**Activity:**
If a line in the data holds "Breadcrumbs", copy that line out in full.

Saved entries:
PR #580, opened 2022-03-14
DOP-2819: Remove duplicate prefix from HTML Breadcrumbs

casthewiz:
### Stories/Links:

DOP-2819

### Staging Links:

**Nested Breadcrumbs (Cloud)**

**Answer section:**
DOP-2819: Remove duplicate prefix from HTML Breadcrumbs
**Nested Breadcrumbs (Cloud)**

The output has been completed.